What to do: Copy out exactly the lines below that run from the one holding "It also prints" to the one holding "PR #353, opened 2013-01-05", keeping both of those lines and no others.

Stored data entries:

▼▼▼

PR #285, opened 2012-10-18
Support for Hadoop 2 distributions such as cdh4

tomdz:
Hadoop 2 unfortunately introduced backwards-incompatible changes in classes used by Spark, `JobContext` and `TaskAttemptContext` in both the `mapred` and `mapreduce` packages. In the new codebase, these classes are now interfaces and thus cannot be instantiated directly anymore. Instead, you are now required to use the `JobContextImpl` and `TaskAttemptContextImpl` classes, respectively.

This pull requests extracts the code in Spark where it uses these, into separate traits that are located in Hadoop major version specific source folders that the sbt build then includes/excludes as necessary.

In addition, for Hadoop 2, Spark now also needs to depend on the `hadoop-client` artifact.

This pull request is a new version of #264 against the 0.6 dev branch.

### DIFF
--- a/core/src/hadoop1/scala/org/apache/hadoop/mapred/HadoopMapRedUtil.scala
+++ b/core/src/hadoop1/scala/org/apache/hadoop/mapred/HadoopMapRedUtil.scala
@@ -1,0 +1,7 @@
+package org.apache.hadoop.mapred
+
+trait HadoopMapRedUtil {
+  def newJobContext(conf: JobConf, jobId: JobID): JobContext = new JobContext(conf, jobId)
+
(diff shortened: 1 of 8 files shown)


tomdz:
This approach will require that there are two Spark artifacts published to the maven repo (one for Hadoop 1 and one for Hadoop 2). I have not made those changes to the `SparkBuild` file primarily because I'm not very familar with sbt (we use Maven to generate our Spark build).

Also worth noting that we played around with an alternate approach where Spark deals with the Hadoop incompatibilities at runtime by using reflection. The benefit of this would be a single Spark artifact. However this introduces a runtime overhead for every task/job that spark generates in HDFS, plus it removes type safety and overall feels less clean.

mateiz:
Thanks for submitting this. I've added it in dev, and I will also add it in branch 0.5 soon.

PR #286, opened 2012-10-19
Allow EC2 script to stop/destroy cluster after master/slave failures

JoshRosen:
This commit solves a problem where `spark-ec2` could not destroy or stop a cluster if its master or all of its slaves had been destroyed.

It also prints the total count of master and slave nodes before printing error messages.


JoshRosen:
This fix is useful when running spot instances, where all of the slaves may die due to the spot price exceeding the maximum bid.  In this case, the unpatched script prevents me from terminating the cluster because it cannot find any slaves.

mateiz:
Thanks Josh, looks good.

PR #353, opened 2013-01-05
Add RDD.tupleBy.

stephenh:
Given Spark requires joins/cogroups to be done on Tuple2s with the same key, it seems like a common operation is to take an RDD[YourRecordType] and turn it in to RDD[JoinKey, YourRecordType].

I had been using groupByKey as a short hand for doing this succinctly, but really didn't need/want the semantics of turning it into RDD[JoinKey, Seq[YourRecordType]], as that ended up complicating some logic downstream where I had to unrolling/de-Seq the RDD.

So, the suggested tupleBy is like groupBy, but without the group.


mateiz:
I've thought about this a bit and I think it might be better to call it something like keyBy or addKey, since tupleBy is not a very standard name. Any thoughts? I just want it to be really obvious what it does.

pwendell:
I prefer keyBy the most. This will be nice to have.

stephenh:
I like keyBy too; I'll amend the pull request.

mateiz:
Alright, sounds good. Do you mind also adding this into the JavaRDDLike class to make it available in the Java API? It's in core/src/main/scala/spark/api/java/JavaRDDLike.scala. Let me know if it's not clear how to do it... basically you just need to add a method that returns `JavaPairRDD.fromRDD(rdd.keyBy(function))`.

mateiz:
Also, it looks like you need to merge the latest master branch into your branch for the pull request to work, since we added a few methods.

stephenh:
Okay, I merged and updated JavaRDDLike. I found casting ClassManifest[AnyRef] to ClassManifest[K] kind of odd (I don't understand how that works), but I copied it from some other code in JavaRDDLike, and it passes the test.

mateiz:
Alright, thanks. The ClassManifest thing is indeed weird but it really just needs to be different for primitive types. It doesn't matter what kind of object it is if it's an object. ClassManifest is used by Scala to instantiate arrays of a given type, creating primitive arrays instead of arrays of wrapper values for types like Int.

▲▲▲

Reply to the exercise:
It also prints the total count of master and slave nodes before printing error messages.


JoshRosen:
This fix is useful when running spot instances, where all of the slaves may die due to the spot price exceeding the maximum bid.  In this case, the unpatched script prevents me from terminating the cluster because it cannot find any slaves.

mateiz:
Thanks Josh, looks good.

PR #353, opened 2013-01-05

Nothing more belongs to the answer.